Sayangnya, dia bahkan tidak tahu namanya.
"Siapa nama kamu?"
Si Gadis Tak Bernama menatapnya balik. Tatapannya tegas, dingin. Seolah dia tidak takut dengan apapun. Bahkan tidak dengan kenyataan bahwa semua orang di sekolah tengah menonton mereka saat ini.
"Isa."
Aksal berbalik detik itu juga, menjauh. Membuat sorakan cemooh terdengar hampir dari segala penjuru. Bisik-bisik mulai ramai. Derai tawa mulai terdengar. Dan gadis itu diam, berdiri di tempat.
Dia bego, ya? Seseorang berbisik.
Udah ditolak, masih nggak malu juga?
Emang nggak tahu malu!
Tetapi Aksal tidak pergi. Dia hanya berjalan ke pinggir lapangan, meraih sesuatu dari tasnya, dan berbalik. Dia kembali berdiri di hadapan gadis itu lagi.

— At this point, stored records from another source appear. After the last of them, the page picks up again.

PR #282, opened 2019-10-10
Add support for EditorsKit navigator toolbar

phpbits:
Hi,

I've just recently added Block Navigation toolbar on my EditorsKit plugin. I think this will be of great help on user navigation when both plugins are activated. The toolbar will only be shown on blocks with multiple inner blocks capability.

- [x] Container

Screen Capture on 2019-10-10 at 16-45-11

Let me know your thoughts.

Thanks,
Jeffrey


bfintal:
Awesome! Would you be able to add a PR as well to the [version 2 branch](../tree/feat-three-tabs)?

PR #368, opened 2019-11-19
[block-expand] Limit show less/more link clickable area to text only (backend). Closes #298

### LINKED ISSUE #298: expand show less button clickable area extends to the length of the whole block
Untitled3

jkapunan:


src/block/expand/editor.scss
```diff
@@ -24,3 +24,9 @@
 		font-size: inherit !important;
 	}
 }
+
+.ugb-expand--v2 .ugb-block-content {
```
bfintal: Please use `.ugb-expand`

src/block/expand/editor.scss
```diff
@@ -24,3 +24,9 @@
...
+	a {
```
bfintal: This might affect other links, use `> a`

PR #589, opened 2020-02-04
Google fonts not working in some race hook conditions.

dovy:
Solves an issue where on certain post types, the wp_head hook has already fired. Solve this by hooking to wp_enqueue_scripts which will always run before wp_head, allowing wp_enqueue_style() to always fire properly.


bfintal:
was found to be not an issue

PR #620, opened 2020-02-27
fix (block background): fix inner block content alignment by setting …

### LINKED ISSUE #137: var(--content-width) wont work on IE
**Describe the bug**
On IE, if the Block Background was turned on the list will not be centered even if you choose Align Center. var(--content-width) cant be read on IE.

**To Reproduce**
1. Add a new page
2. Create an Icon List
3. Add a Block Background
4. Publish your page
5. View your page using IE

**Expected behavior**
The alignment should work on IE

**Screenshots**
IE
image

Chrome
image

 - OS: Windows
 - Browser:IE 11

jkapunan:
…a default max-width for ie11. Closes #137

### DIFF
--- a/src/modules/block-background/style.scss
+++ b/src/modules/block-background/style.scss
@@ -11,6 +11,7 @@
 	&.ugb-main-block--inner-center {
 		@media screen and (min-width: $break-large) {
 			.ugb-inner-block {
+				max-width: 580px;
 				max-width: var(--content-width);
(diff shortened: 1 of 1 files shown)


jkapunan:
> What's the reason for using 580px? The usual default content width WP uses is 900px. Do you think it's better to use 580px instead of 900px here?

Changed to 900px.

PR #744, opened 2020-07-08
advanced-toobar for WP 5.5

blankart:
Advanced-toolbar integration for WP5.5


src/components/advanced-toolbar-control/index.js
```diff
@@ -108,18 +110,19 @@ const AdvancedToolbarControl = props => {
...
-						},
-					}
-				} ) }
+				children={
+					controls.map( ( option, index ) => {
+						const controlProps = {
+							...option,
+							onClick: () => props.onChange( option.value !== props.value ? option.value : '' ),
+							isPrimary: props.value === option.value,
+							children: ! option.icon ? option.custom || <span className="ugb-advanced-toolbar-control__text-button">{ option.title }</span> : '',
```
bfintal, line 121: Better to do `null` here since an empty string as a child might still render something

```suggestion
							children: ! option.icon ? option.custom || <span className="ugb-advanced-toolbar-control__text-button">{ option.title }</span> : null,
```

blankart: This is noted. Thank you!

PR #745, opened 2020-07-08
fix($image-upload-placeholder): allow svg uploads

andreiglingeanu:
Check `image.sizes` presence before trying to look if the actual size is present.


bfintal:
Thanks for the PR

Issue #736, opened 2020-07-08
Default spacing, font size, and font style appear to be different


blankart:
Some issues with default padding, font-size, and font-style.

### Accordion Block
All themes have the same issue.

Lalu, sesuatu yang tidak terduga terjadi. Sebelah tangannya terulur, memasangkan topi hitam di kepala gadis itu sementara tangan lainnya meraih bunga yang dia sodorkan.
Aksal, dengan lembutnya, tersenyum.
"Oke, Isa. Kalau gitu, ini hari pertama kita."
Dan sorakan paling memekakkan telinga pun baru saja menghantam semua orang seperti gulungan tsunami.